・Nikkor AF-S 58mm f/1.4 G (FX) - Review / Test Report
- 鏡筒の造りは価格から予想されるようにハイクオリティだが、重さはサイズの割りにかなり軽い。これは鏡筒がハイクオリティなプラスチック製であることと、光学系が短くコンパクトであることによる。このレンズは防塵防滴ではないが、マウントはゴムでシーリングされている。
- AFはとても速く、作動音はほとんどしない。幅の広いフォーカスリングはスムーズに回転する。フォーカシングは全群繰り出しだが、光学系は奥まった場所にあるので、フォーカシングでレンズの全長は変わらない。
- 歪曲は1.3%のタル型で、この種のレンズとしては標準的だ。
- 周辺光量落ちは開放で1.2EVで、まだ目立つ値だが、50mm f/1.4Gよりはずっと少ない。F2では大きく改善し(0.73EV)、F2.8以上では解消する(F2.8で0.31EV)。

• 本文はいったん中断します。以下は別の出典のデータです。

PR #623, opened 2023-06-22
Initial Ebook support

Monirzadeh:
Hi @fmartingr 
as we talk in  #605 it is a not complete code. Please keep it as draft until meet all needs.
I write UI/API part too, but because I don't know you prefer of how to handle ebook status.

## What it's done:
- [x] generate an EPUB file from a readable version of bookmark.
- [x] EPUB generation done without any external library. (i prefer less dependency as possible)
- [x] it can serve EPUB file if file exist. (/bookmark/id/ebook)
- [x] not download image twice if image url duplicate in bookmark
- [x] add a generate ebook api
- [x] add style for nice view.
- [x] `hasEbook` define, and page update based on `hasEbook`.
- [x] download ebook with bookmark title
- [x] move to update archive.
- [x] use `io` instead of `io/outil` for move to higher version of go
- [x] add missing error handling while try to write inside a file
- [x] update archive regenerate ebook if it exists
- [x] Error 404 in Api instead of panic
- [x] if delet a bookmark it will remove ebook too
- [x] add link to bookmark content page. icon not add to bookmark gride like archive etc. becuse we have book icon for fast download and don't like make first page unneeded element.
- [x] remove `language` and `id` until find good solution for them. If we can find a good solution for to summarize bookmark content, we can use that for `description` tag too.
- [x] if it is PDF not generate ebook.
- [x] better CSS for ebook. i pick up css from [here](https://github.com/poire-z/crengine/blob/2b7a96c2778291d2b136abbff60715a5aa0e0925/cr3gui/data/epub.css) with very small change. I think it should be tested in long term to determine embedded CSS is good enough or not. Thanks @poire-z. @poire-z if you don't like we use this CSS here https://github.com/go-shiori/shiori/pull/623/commits/519e10d6cebe24206ce72d6f843c37a8d4ac1915, please comment me.
- [x] remove panic in all API that this PR.  ~~Just one still exist that I can't replace~~
- [x] change function name to `GenerateEbook`
- [x] [not isFatalErr anymore](https://github.com/go-shiori/shiori/pull/623/commits/eac045ef2378492ea4f967cca04343bb9071a293) - do we need to remove `isFatalErr` in other part of code like `ProcessBookmark` too?
- [x] add unit test for `GenerateEbook` 68% coverage. [this parts](https://github.com/go-shiori/shiori/pull/623#discussion_r1257323458) don't have unit test yet 
## Maybe in future not plan on this PR 
- add cover to ebook
- add language tag based on book content (maybe use an external library for that) we can use [lingua-go](https://github.com/pemistahl/lingua-go), but somehow it overkills. Or use [go-readability](https://github.com/go-shiori/go-readability) tag.
- delete action. not yet until find good solution in ui.
- return PDF in ebook download action to eink device. (is useful if eink device can handel pdf). when start working on eink device
- summarize bookmark content, and use that for `description` tag.
- Include font in ebook as font publisher. Why not do that here? It can be complicated for now because of different font for each language.
- ebook generate by default in settings. I need more time to understand how settings work in shiori.

Discussion here: https://github.com/go-shiori/shiori/discussions/605


fmartingr:
> Hi @fmartingr I don't have any idea for delete (or update) ebook in UI. is not better move this to update Archive?

I say that the update should be along the update archive/cache. We can skip delete until we have a proper UX for it. Of course it should delete if the user removes the bookmark altogether.

> Update: most of the part is done. If you think some part of code is not good enough, please report. or any specific feature

Sure, I have some time today so I'm going to review it. Thanks a lot for your hard work on this!

> Update as I do more research [go-readability](https://github.com/go-shiori/go-readability) return language of article, but shiori don't save that on database, maybe I will save that on database for add language tag. Have language of article can be helpful for better page direction text on specific situation too, not just ebook tag.

This would be helpful, yes. But same as other things, keep this PR as it is and we can iterate on it once it gets merged, so you don't add to many things at once. What do you think?

internal/core/ebook.go
```diff
@@ -0,0 +1,238 @@
...
+
+	ebookDir := fp.Join(req.DataDir, "ebook")
+	// check if directory not exsist create that
+	if _, err := os.Stat(ebookDir); os.IsNotExist(err) {
+		os.MkdirAll(ebookDir, model.DataDirPerm)
+	}
+	// create epub file
+	epubFile, err := os.Create(ebookPath)
+	if err != nil {
+		return book, true, fmt.Errorf("can't create ebook")
```
fmartingr, line 60:
```suggestion
		return book, true, errors.Wrap(err, "can't create ebook")
```

internal/core/ebook.go
```diff
@@ -0,0 +1,238 @@
...
+	defer epubFile.Close()
+
+	// Create zip archive
+	epubWriter := zip.NewWriter(epubFile)
+	defer epubWriter.Close()
+
+	// Create the mimetype file
+	mimetypeWriter, err := epubWriter.Create("mimetype")
+	if err != nil {
+		return book, true, fmt.Errorf("can't create mimetype")
```
fmartingr, line 71:
```suggestion
		return book, true, errors.Wrap(err, "can't create mimetype")
```

internal/core/ebook.go
```diff
@@ -0,0 +1,238 @@
...
+	}
+	mimetypeWriter.Write([]byte("application/epub+zip"))
+
+	// Create the container.xml file
+	containerWriter, err := epubWriter.Create("META-INF/container.xml")
+	if err != nil {
+		return book, true, fmt.Errorf("can't create container.xml")
```
fmartingr, line 78:
```suggestion
		return book, true, errors.Wrap("can't create container.xml")
```

internal/core/ebook.go
```diff
@@ -0,0 +1,238 @@
...
+	containerWriter.Write([]byte(`<?xml version="1.0" encoding="UTF-8"?>
+<container version="1.0" xmlns="urn:oasis:names:tc:opendocument:xmlns:container">
+  <rootfiles>
+	<rootfile full-path="OEBPS/content.opf" media-type="application/oebps-package+xml"/>
+  </rootfiles>
+</container>`))
+
+	contentOpfWriter, err := epubWriter.Create("OEBPS/content.opf")
+	if err != nil {
+		return book, true, fmt.Errorf("can't create content.opf")
```
fmartingr, line 90:
```suggestion
		return book, true, errors.Wrap(err, "can't create content.opf")
```

internal/core/ebook.go
```diff
@@ -0,0 +1,238 @@
...
+  </manifest>
+  <spine toc="ncx">
+    <itemref idref="content"/>
+  </spine>
+</package>`))
+
+	// Create the style.css file
+	styleWriter, err := epubWriter.Create("style.css")
+	if err != nil {
+		return book, true, fmt.Errorf("can't create content.xml")
```
fmartingr, line 112:
```suggestion
		return book, true, errors.Wrap(err, "can't create content.xml")
```

internal/view/js/page/home.js
```diff
@@ -26,6 +26,9 @@ var template = `
         <a title="Update archives" @click="showDialogUpdateCache(selection)">
             <i class="fas fa-fw fa-cloud-download-alt"></i>
         </a>
+        <a title="Download ebooks" @click="ebookGenerate(selection)">
+            <i class="fas fa-fw fa-book "></i>
```
fmartingr, line 30:
```suggestion
            <i class="fas fa-fw fa-book"></i>
```

internal/core/ebook.go
```diff
@@ -0,0 +1,238 @@
...
+	contentOpfWriter, err := epubWriter.Create("OEBPS/content.opf")
+	if err != nil {
+		return book, true, fmt.Errorf("can't create content.opf")
+	}
+	contentOpfWriter.Write([]byte(`<?xml version="1.0" encoding="UTF-8"?>
+<package xmlns="http://www.idpf.org/2007/opf" version="2.0" unique-identifier="BookId">
+  <metadata>
+    <dc:title>` + book.Title + `</dc:title>
+    <dc:language>en</dc:language>
+    <dc:identifier id="BookId">urn:uuid:12345678-1234-5678-1234-567812345678</dc:identifier>
```
fmartingr, line 97: Should we create an identifier for each bookmark? What does this imply?

internal/core/ebook.go
```diff
@@ -0,0 +1,238 @@
...
+	// get list of images tag in html
+	imageList, _ := getImages(book.HTML)
+	imgRegex := regexp.MustCompile(`<img.*?src="([^"]*)".*?>`)
+
+	// Create a set to store unique image URLs
+	imageSet := make(map[string]bool)
+
+	// Download image in html file and generate new html
+	html = book.HTML
+	for _, match := range imgRegex.FindAllStringSubmatch(book.HTML, -1) {
```
fmartingr, line 171: In the future, we should try to aim and use the content we already have stored, but that could be complicated and we need to migrate from warc to obelisk (and potentially allow other archival generators) so this is just a general comment and not that you need to perform any action, just so you have that in mind.

internal/webserver/handler-ui.go
```diff
@@ -332,3 +332,65 @@ func (h *handler) serveBookmarkArchive(w http.ResponseWriter, r *http.Request, p
...
+	// Get bookmark ID from URL
+	strID := ps.ByName("id")
+	id, err := strconv.Atoi(strID)
+	checkError(err)
+	// Get bookmark in database
+	bookmark, exist, err := h.DB.GetBookmark(ctx, id, "")
+	checkError(err)
+
+	if !exist {
+		panic(fmt.Errorf("bookmark not found"))
```
fmartingr, line 349: I know there are panics all around the API, but we should avoid it unless there's no other way. Just log an error here, return a 404 response and end the function.

internal/webserver/handler-ui.go
```diff
@@ -332,3 +332,65 @@ func (h *handler) serveBookmarkArchive(w http.ResponseWriter, r *http.Request, p
...
+		if err != nil {
+			newPath := path.Join(h.RootPath, "/login")
+			redirectURL := createRedirectURL(newPath, r.URL.String())
+			redirectPage(w, r, redirectURL)
+			return
+		}
+	}
+
+	// Check if it has ebook.
+	ebookPath := fp.Join(h.DataDir, "ebook", strID+".epub")
```
fmartingr, line 364: Can't you use `bookmark.HasEbook` here?

internal/view/js/page/home.js
```diff
@@ -583,6 +588,59 @@ export default {
...
+                if (!response.ok) throw response;
+                return response.json();
+            }).then(json => {
+                this.selection = [];
+                this.editMode = false;
+                json.forEach(book => {
+                    // download ebooks
+                    const id = book.id;
+                    const ebook_url = new URL(`bookmark/${id}/ebook`, document.baseURI);
+                    const downloadLink = document.createElement("a");
```
fmartingr, line 625: Just curious: Why did you use this method and not a `location.href` ?

internal/view/js/component/bookmark.js
```diff
@@ -112,6 +126,17 @@ export default {
...
+		},
+		downloadebook() {
+            const id = this.id;
+            const ebook_url = new URL(`bookmark/${id}/ebook`, document.baseURI);
+            const downloadLink = document.createElement("a");
+            downloadLink.href = ebook_url.toString();
+            downloadLink.download = `${this.title}.epub`;
+            downloadLink.click();
+		},
+		generateEbook() {
```
fmartingr, line 138: How do I trigger this from the UI?

fmartingr (changes requested):
Hey, I added a few comments around the code and also have some general questions/comments:

- Please try to use `errors.Wrap(err, "")` when possible, so we start properly propagating errors around and improve debugging.
- Related to avoid, please avoid `panic`. If you don't have access to a proper logger just use `log.Println("error: XXX")` for now.
- Where are you trying the resulting ebooks? I tried Apple Books and it doesn't import (nor it gives any information why, because Apple). Tried out https://epub-reader.online/ and it opens them but no images are shown (but it could just be the site because using `unzip -l` over the generated epub I see the image there).


Thanks a lot for the huge effort in this, is a really good feature to have! And also thank you for leaving the API as clean as a possible. It will make my work under #497 easier to rebase once this lands on `master`.

Once you address your final tasks and the linter errors I think this is good to go and we can merge into master and start dogfooding it. :)

internal/webserver/handler-ui.go
fmartingr: That's legacy code I had no involvement with, I assume this was just done as the first draft for shiori and just never got updated. It will get fixed in #497

internal/view/js/page/home.js
fmartingr: Oh! That's nice :)

fmartingr:
> > Where are you trying the resulting ebooks? I tried Apple Books and it doesn't import (nor it gives any information why, because Apple). Tried out https://epub-reader.online/ and it opens them but no images are shown (but it could just be the site because using unzip -l over the generated epub I see the image there).
> 
> I test the result ebook in calibre, zathura, kindle (with KOReader) and work fine in all of them (image too). Can you give me more details? For example, send me a sample EPUB file that work on apple books?

That's just fine, I was just curious. You tested it in enough platforms. The only books I have on apple books are bought so I can't share them around. I will try to compare one or check around, is not something I use often so it's not a problem for me to be honest.

fmartingr:
> > Where are you trying the resulting ebooks? I tried Apple Books and it doesn't import (nor it gives any information why, because Apple). Tried out https://epub-reader.online/ and it opens them but no images are shown (but it could just be the site because using unzip -l over the generated epub I see the image there).
> 
> I test the result ebook in calibre, zathura, kindle (with KOReader) and work fine in all of them (image too). Can you give me more details? For example, send me a sample EPUB file that work on apple books?

I have one public domain, the UnCurled book from Curl: https://daniel.haxx.se/uncurled/

internal/webserver/handler-ui.go
fmartingr: The easiest way is use `http.NotFound(r, w)`. #497 is a huge API refactor so don't worry about that.

internal/core/ebook.go
fmartingr: If the field is not required or we don't know the usage, we can avoid it for now. Keep me posted 👍

internal/webserver/handler-ui.go
fmartingr: Understood, no problem. We can resolve that at a later date.

poire-z:
> * better CSS for ebook. i pick up css from [here](https://github.com/poire-z/crengine/blob/2b7a96c2778291d2b136abbff60715a5aa0e0925/cr3gui/data/epub.css) with very small change. I think it should be tested in long term to determine embedded CSS is good enough or not. Thanks @poire-z. @poire-z if you don't like we use this CSS here [519e10d](https://github.com/go-shiori/shiori/commit/519e10d6cebe24206ce72d6f843c37a8d4ac1915), please comment me.

No problem, pick what you want :)
But, I'm quite sure you shouldn't pick all that (ie. there's tons of crengine specific stuff that won't work elsewhere, and that you don't need even if you're going to read these EPUBs with KOReader).

Any EPUB reading app will have its own "user agent" stylesheet. If it uses some web browser engine, it will have something ressembling more what you get with KOReader's html5.css.
koreader/crengine epub.css or html5.css are 2 alternative KOReader/crengine "user agent" stylesheets: ie. `b, strong { font-weight: bold; }` is what tells crengine that content of `<b>...</b>` should use a bold font.
ALL/ANY EPUB reading app will know how to do that, so you don't need to add it in your EPUB embedded CSS. 99% of what is in epub.css or html5.css is like that, stuff reading apps and web browsers know about. No need to repeat it in each EPUB you generate :)

Mostly the only stuff we do in epub.css that browsers don't do (and that html5.css doesn't do either, to mimic web browsers) is the handling of paragraph `<p>` : we don't want top/bottom margins, and we want `text-indent: 1.2em`, so it looks like a real book and not like a web page.
So, your embedded CSS could/should just pick these little tweaks, to adjust the default behaviour of html5.css and web browsers.
But this is also a question of taste :) Some of your users may prefer the web page look, others the book look, and may be some of that can be tweaked on the apps (like with KOReader's style tweaks).
So, it's a choice people of this project will have to do :)

internal/webserver/handler-api.go
```diff
@@ -458,6 +465,103 @@ func (h *handler) apiUpdateBookmark(w http.ResponseWriter, r *http.Request, ps h
...
+	if len(bookmarks) == 0 {
+		panic(errors.Wrap(err, "no bookmark with matching ids"))
+	}
+
+	// Fetch data from internet
+	mx := sync.RWMutex{}
+	wg := sync.WaitGroup{}
+	chDone := make(chan struct{})
+	chProblem := make(chan int, 10)
+	semaphore := make(chan struct{}, 10)
```
fmartingr, line 500: I'm assuming this semaphore is to limit concurrent download to this channel size, right?

internal/core/processing.go
```diff
@@ -125,6 +126,22 @@ func ProcessBookmark(req ProcessRequest) (book model.Bookmark, isFatalErr bool,
 		}
 	}
 
+	// If needed, create ebook as well
+	if book.CreateEbook {
+		ebookPath := fp.Join(req.DataDir, "ebook", fmt.Sprintf("%d.epub", book.ID))
```
fmartingr, line 131: We will need to be cautious in the future and do not remove content, archive or bookmark if we find problems when updating the cache. We could save the new one to a temporary location while we work, and if everything succeeds, replace the current one. We can create an issue for this.

internal/core/ebook.go
```diff
@@ -0,0 +1,252 @@
...
+	fp "path/filepath"
+	"regexp"
+	"strconv"
+	"strings"
+
+	"github.com/go-shiori/shiori/internal/model"
+	"github.com/pkg/errors"
+)
+
+func EbookGenerate(req ProcessRequest) (book model.Bookmark, isFatalErr bool, err error) {
```
fmartingr, line 19:
```suggestion
func GenerateEbook(req ProcessRequest) (book model.Bookmark, isFatalErr bool, err error) {
```

fmartingr: Do we need `isFatalErr` ?

internal/core/ebook.go
```diff
@@ -0,0 +1,252 @@
...
+		return book, true, errors.Wrap(err, "can't write into mimetype file")
+	}
+
+	// Create the container.xml file
+	containerWriter, err := epubWriter.Create("META-INF/container.xml")
+	if err != nil {
+		return book, true, errors.Wrap(err, "can't create container.xml")
+	}
+
+	_, err = containerWriter.Write([]byte(`<?xml version="1.0" encoding="UTF-8"?>
```
fmartingr, line 89: Create issue for: Move ebook content to constant files or assets using embed.

fmartingr (changes requested):
Outstanding work @Monirzadeh ! I'd love to see this merged ASAP, I've just made some small comments around naming. If you could also some tests to the ebook generation so we have at least that part covered (don't bother with the API now) this will be good to go.

I only had some spare time to check the code and I have not tested running it locally, but will do it later, though it seems it would work as it did on my previous test.

Amazing work! 👏

fmartingr:
> @poire-z: No problem, pick what you want :)

My only concert about this is licensing, since [crengine](https://github.com/poire-z/crengine) is GPLv2 and Shiori is MIT, according to the GPLv2 licence we should distribute it under the same license.

I'm sorry I'm not very well versed in this kind of things, I will need to research this further before committing that change.

poire-z:
> My only concert about this is licensing, since [crengine](https://github.com/poire-z/crengine) is GPLv2 and Shiori is MIT, according to the GPLv2 licence we should distribute it under the same license.
I'm sorry I'm not very well versed in this kind of things, I will need to research this further before committing that change.

^ no need, you don't need to pick anything from koreader/crengine, and @Monirzadeh has removed from this PR the (uneeded and complex) stylesheet he picked from us.
If you need to later add stuff to your EPUB stylesheet, you'll just add bits, and there's no owner/license/copyright on using `P { margin: 0; text-indent: 1.2em }` :)

fmartingr:
> > If you could also some tests to the ebook generation so we have at least that part covered (don't bother with the API now) this will be good to go.
> 
> Any specific testing library?

Golang's builtin `testing` library is just fine.

fmartingr:
> ^ no need, you don't need to pick anything from koreader/crengine, and @Monirzadeh has removed from this PR the (uneeded and complex) stylesheet he picked from us.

- 解像力は、中央は開放でとても良好(very good)で、F2.8以上に絞ると素晴らしい値(excellent)になる。F11以上では回折の影響で解像力は落ちる。周辺部と隅はF1.4とF2では良い(good)からとても良い値(very good)で、これはとても印象的だ。F2.8では画質は大きく改善し、F5.6からF8では画面全域で素晴らしい値(excellent)になる。このレンズの解像力はとても素晴らしい。
- 倍率色収差は、周辺部で0.9ピクセルを下回る穏やかな値で、よく補正されている。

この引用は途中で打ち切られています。